◆ WHAT IS NEEDED ◆
Set each entry down exactly as written.
((
Issue #84, opened 2023-02-01
[prepare-rootfs] improve rootfs selection


chantra:
Currently, we run tests in a Debian Bullseye rootfs. This works with our current CI runners (Ubuntu focal) but this is very brittle.

1. in the past, we had some dependency issues.
2. people may run vmtests from different hosts then Ubuntu focal.

The way we do rootfs selection at the moment is pretty simple: https://github.com/libbpf/ci/blob/1b794627fd7431428a7e5a077010285733eaedf2/prepare-rootfs/run.sh#L223C26-L231

The rootfs have the distro release in their name, so we could possibly filter on this.
The script to generate rootfs uses debootstrap and should work with pretty much any Debian derivative.

We could generate a rootfs for common rootfs we care about, put them all in INDEX and when selecting the rootfs, try to match the hosts' distro, and fallback on a default one otherwise.

This should help with #83, and avoid issues like we had in the past (see comment in that PR).

Because currently libbpf/ci and vmtest in kernel tree differ, we would also need to update
https://git.kernel.org/pub/scm/linux/kernel/git/bpf/bpf-next.git/tree/tools/testing/selftests/bpf/vmtest.sh?id=c1a3daf7363b48c6c4b86aee2efa2287f695f649#n106  with the change.

Given the current behaviour of that function, we may be able to get away with updating the index file and the test will just pick up whatever is latest alphabetically.

iii-i:
I like this proposal, thanks for looking into it.
A small suggestion: it would also be nice to provide a way to specify the distro manually when running vmtest.sh.

chantra:
Since  #117 was landed and used in BPF CI, this should not be a problem anymore.

PR #87, opened 2023-02-13
Cross-compilation support

bjoto:
Cross-compilation support with riscv64 as the first target.

This PR has a dependency on https://github.com/kernel-patches/vmtest/pull/194 which also has more information.

### DIFF
--- a/build-samples/build_samples.sh
+++ b/build-samples/build_samples.sh
@@ -15,6 +15,23 @@ if [ $? -eq 0 ]; then
 	export LLVM="-$LLVM_VER"
 fi
 
+if [[ $(uname -m) != "$TARGETARCH" ]]; then
+	# Cross-compiling
+	linuxarch="$TARGETARCH"
+	case "$TARGETARCH" in
+	riscv64)
+		linuxarch="riscv"
+		;;
+	aarch64)
+		linuxarch="arm64"
+		;;
+	*)
+		;;
+	esac
+	export ARCH="$linuxarch"
+	export CROSS_COMPILE="$TARGETARCH-linux-gnu-"
+fi
+
 foldable start build_samples "Building samples with $TOOLCHAIN"
 
 if [[ "${KERNEL}" = 'LATEST' ]]; then
--- a/rootfs/Makefile
+++ b/rootfs/Makefile
@@ -8,4 +8,5 @@ all:
 			sudo ./mkrootfs_debian.sh --arch "$${arch}" --distro "$${distro}" ; \
 		done \
 	done
+	sudo ./mkrootfs_ubuntu.sh --arch riscv64 --distro jammy
 
--- a/rootfs/mkrootfs_ubuntu.sh
+++ b/rootfs/mkrootfs_ubuntu.sh
@@ -1,0 +1,180 @@
+#!/bin/bash
+# This script builds an Ubuntu root filesystem image for testing libbpf in a
+# virtual machine. Requires debootstrap >= 1.0.95 and zstd.
+
+# Use e.g. ./mkrootfs_debian.sh --arch=s390x to generate a rootfs for a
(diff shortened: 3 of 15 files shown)


rootfs/Makefile
```diff
@@ -8,4 +8,5 @@ all:
 			sudo ./mkrootfs_debian.sh --arch "$${arch}" --distro "$${distro}" ; \
 		done \
 	done
+	sudo ./mkrootfs_ubuntu.sh --arch riscv64 --distro jammy
```
chantra, line 11: why not just aligning on the distro? As ,uch as CI will be concerned, having different rootfs distro will be a nightmare. There is #84 which is a separate item to handle more rootfs distros.

rootfs/mkrootfs_ubuntu.sh
```diff
@@ -0,0 +1,180 @@
+#!/bin/bash
```
chantra, line 1: I believe `mkrootfs_debian.sh` can handle creating jammy distro just fine. I don't think this script is needed.

build-samples/build_samples.sh
```diff
@@ -15,6 +15,23 @@ if [ $? -eq 0 ]; then
 	export LLVM="-$LLVM_VER"
 fi
 
+if [[ $(uname -m) != "$TARGETARCH" ]]; then
```
chantra, line 18: I don't think TARGETARCH has been assigned yet. Probably missing TARGETARCH=$4 earlier in the script.

build-samples/build_samples.sh
```diff
@@ -15,6 +15,23 @@ if [ $? -eq 0 ]; then
...
+	aarch64)
+		linuxarch="arm64"
+		;;
+	*)
+		;;
+	esac
+	export ARCH="$linuxarch"
+	export CROSS_COMPILE="$TARGETARCH-linux-gnu-"
+fi
+
```
chantra, line 34: This is probably worth putting in helpers.sh so it can be re-used across the different actions uniformally.

chantra (commented):
Hi @bjoto , sorry for the late update on this one.

This will likely need to be tested with vmtest against your libbpf/ci repo to make sure it works, will comment there separately.

I know this is still a draft, but regardless here are some feedback.

bjoto:
> Hi @bjoto , sorry for the late update on this one.

No worries; As you noted, it's a draft, but I'm still very happy to get comments; Especially general ones!

> This will likely need to be tested with vmtest against your libbpf/ci repo to make sure it works, will comment there separately.
> 
> I know this is still a draft, but regardless here are some feedback.

ACK, and thank you.

rootfs/Makefile
bjoto: You mean align the other builds to use Ubuntu (Jammy or later)? RISC-V is still missing stable Debian support, so currently Ubuntu Jammy and later is the only option for RV. 

I agree that having different distros is not desirable.

chantra: > You mean align the other builds to use Ubuntu (Jammy or later)? RISC-V is still missing stable Debian support, so currently Ubuntu Jammy and later (or Debian Sid) is the only option for RV.
> 
> I agree that having different distros is not desirable.

That would work once we move the runners to Jammy, which is not the case.
At the moment, we build for Debian Bullseye on Ubuntu Focal.... it happens to work, but this is by luck. Jammy target would not work. The problem is due to build dependencies changes between host and target OS. #83 explains the problem.

chantra:
@bjoto I have renamed `master` branch to `main` and will delete `master`. By doing so, this PR will be closed and it does not seem there is a way to change the PR target branch. Please re-open against main at your convenience.

chantra:
relaying this here: https://github.com/kernel-patches/vmtest/pull/194#issuecomment-1947033578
))
◆ WRITTEN RESPONSE ◆
Issue #84, opened 2023-02-01
[prepare-rootfs] improve rootfs selection


chantra:
Currently, we run tests in a Debian Bullseye rootfs. This works with our current CI runners (Ubuntu focal) but this is very brittle.

1. in the past, we had some dependency issues.
2. people may run vmtests from different hosts then Ubuntu focal.

The way we do rootfs selection at the moment is pretty simple: https://github.com/libbpf/ci/blob/1b794627fd7431428a7e5a077010285733eaedf2/prepare-rootfs/run.sh#L223C26-L231

The rootfs have the distro release in their name, so we could possibly filter on this.
The script to generate rootfs uses debootstrap and should work with pretty much any Debian derivative.

We could generate a rootfs for common rootfs we care about, put them all in INDEX and when selecting the rootfs, try to match the hosts' distro, and fallback on a default one otherwise.

This should help with #83, and avoid issues like we had in the past (see comment in that PR).

Because currently libbpf/ci and vmtest in kernel tree differ, we would also need to update
https://git.kernel.org/pub/scm/linux/kernel/git/bpf/bpf-next.git/tree/tools/testing/selftests/bpf/vmtest.sh?id=c1a3daf7363b48c6c4b86aee2efa2287f695f649#n106  with the change.

Given the current behaviour of that function, we may be able to get away with updating the index file and the test will just pick up whatever is latest alphabetically.

iii-i:
I like this proposal, thanks for looking into it.
A small suggestion: it would also be nice to provide a way to specify the distro manually when running vmtest.sh.

chantra:
Since  #117 was landed and used in BPF CI, this should not be a problem anymore.

PR #87, opened 2023-02-13
Cross-compilation support

bjoto:
Cross-compilation support with riscv64 as the first target.

This PR has a dependency on https://github.com/kernel-patches/vmtest/pull/194 which also has more information.

### DIFF
--- a/build-samples/build_samples.sh
+++ b/build-samples/build_samples.sh
@@ -15,6 +15,23 @@ if [ $? -eq 0 ]; then
 	export LLVM="-$LLVM_VER"
 fi
 
+if [[ $(uname -m) != "$TARGETARCH" ]]; then
+	# Cross-compiling
+	linuxarch="$TARGETARCH"
+	case "$TARGETARCH" in
+	riscv64)
+		linuxarch="riscv"
+		;;
+	aarch64)
+		linuxarch="arm64"
+		;;
+	*)
+		;;
+	esac
+	export ARCH="$linuxarch"
+	export CROSS_COMPILE="$TARGETARCH-linux-gnu-"
+fi
+
 foldable start build_samples "Building samples with $TOOLCHAIN"
 
 if [[ "${KERNEL}" = 'LATEST' ]]; then
--- a/rootfs/Makefile
+++ b/rootfs/Makefile
@@ -8,4 +8,5 @@ all:
 			sudo ./mkrootfs_debian.sh --arch "$${arch}" --distro "$${distro}" ; \
 		done \
 	done
+	sudo ./mkrootfs_ubuntu.sh --arch riscv64 --distro jammy
 
--- a/rootfs/mkrootfs_ubuntu.sh
+++ b/rootfs/mkrootfs_ubuntu.sh
@@ -1,0 +1,180 @@
+#!/bin/bash
+# This script builds an Ubuntu root filesystem image for testing libbpf in a
+# virtual machine. Requires debootstrap >= 1.0.95 and zstd.
+
+# Use e.g. ./mkrootfs_debian.sh --arch=s390x to generate a rootfs for a
(diff shortened: 3 of 15 files shown)


rootfs/Makefile
```diff
@@ -8,4 +8,5 @@ all:
 			sudo ./mkrootfs_debian.sh --arch "$${arch}" --distro "$${distro}" ; \
 		done \
 	done
+	sudo ./mkrootfs_ubuntu.sh --arch riscv64 --distro jammy
```
chantra, line 11: why not just aligning on the distro? As ,uch as CI will be concerned, having different rootfs distro will be a nightmare. There is #84 which is a separate item to handle more rootfs distros.

rootfs/mkrootfs_ubuntu.sh
```diff
@@ -0,0 +1,180 @@
+#!/bin/bash
```
chantra, line 1: I believe `mkrootfs_debian.sh` can handle creating jammy distro just fine. I don't think this script is needed.

build-samples/build_samples.sh
```diff
@@ -15,6 +15,23 @@ if [ $? -eq 0 ]; then
 	export LLVM="-$LLVM_VER"
 fi
 
+if [[ $(uname -m) != "$TARGETARCH" ]]; then
```
chantra, line 18: I don't think TARGETARCH has been assigned yet. Probably missing TARGETARCH=$4 earlier in the script.

build-samples/build_samples.sh
```diff
@@ -15,6 +15,23 @@ if [ $? -eq 0 ]; then
...
+	aarch64)
+		linuxarch="arm64"
+		;;
+	*)
+		;;
+	esac
+	export ARCH="$linuxarch"
+	export CROSS_COMPILE="$TARGETARCH-linux-gnu-"
+fi
+
```
chantra, line 34: This is probably worth putting in helpers.sh so it can be re-used across the different actions uniformally.

chantra (commented):
Hi @bjoto , sorry for the late update on this one.

This will likely need to be tested with vmtest against your libbpf/ci repo to make sure it works, will comment there separately.

I know this is still a draft, but regardless here are some feedback.

bjoto:
> Hi @bjoto , sorry for the late update on this one.

No worries; As you noted, it's a draft, but I'm still very happy to get comments; Especially general ones!

> This will likely need to be tested with vmtest against your libbpf/ci repo to make sure it works, will comment there separately.
> 
> I know this is still a draft, but regardless here are some feedback.

ACK, and thank you.

rootfs/Makefile
bjoto: You mean align the other builds to use Ubuntu (Jammy or later)? RISC-V is still missing stable Debian support, so currently Ubuntu Jammy and later is the only option for RV. 

I agree that having different distros is not desirable.

chantra: > You mean align the other builds to use Ubuntu (Jammy or later)? RISC-V is still missing stable Debian support, so currently Ubuntu Jammy and later (or Debian Sid) is the only option for RV.
> 
> I agree that having different distros is not desirable.

That would work once we move the runners to Jammy, which is not the case.
At the moment, we build for Debian Bullseye on Ubuntu Focal.... it happens to work, but this is by luck. Jammy target would not work. The problem is due to build dependencies changes between host and target OS. #83 explains the problem.

chantra:
@bjoto I have renamed `master` branch to `main` and will delete `master`. By doing so, this PR will be closed and it does not seem there is a way to change the PR target branch. Please re-open against main at your convenience.

chantra:
relaying this here: https://github.com/kernel-patches/vmtest/pull/194#issuecomment-1947033578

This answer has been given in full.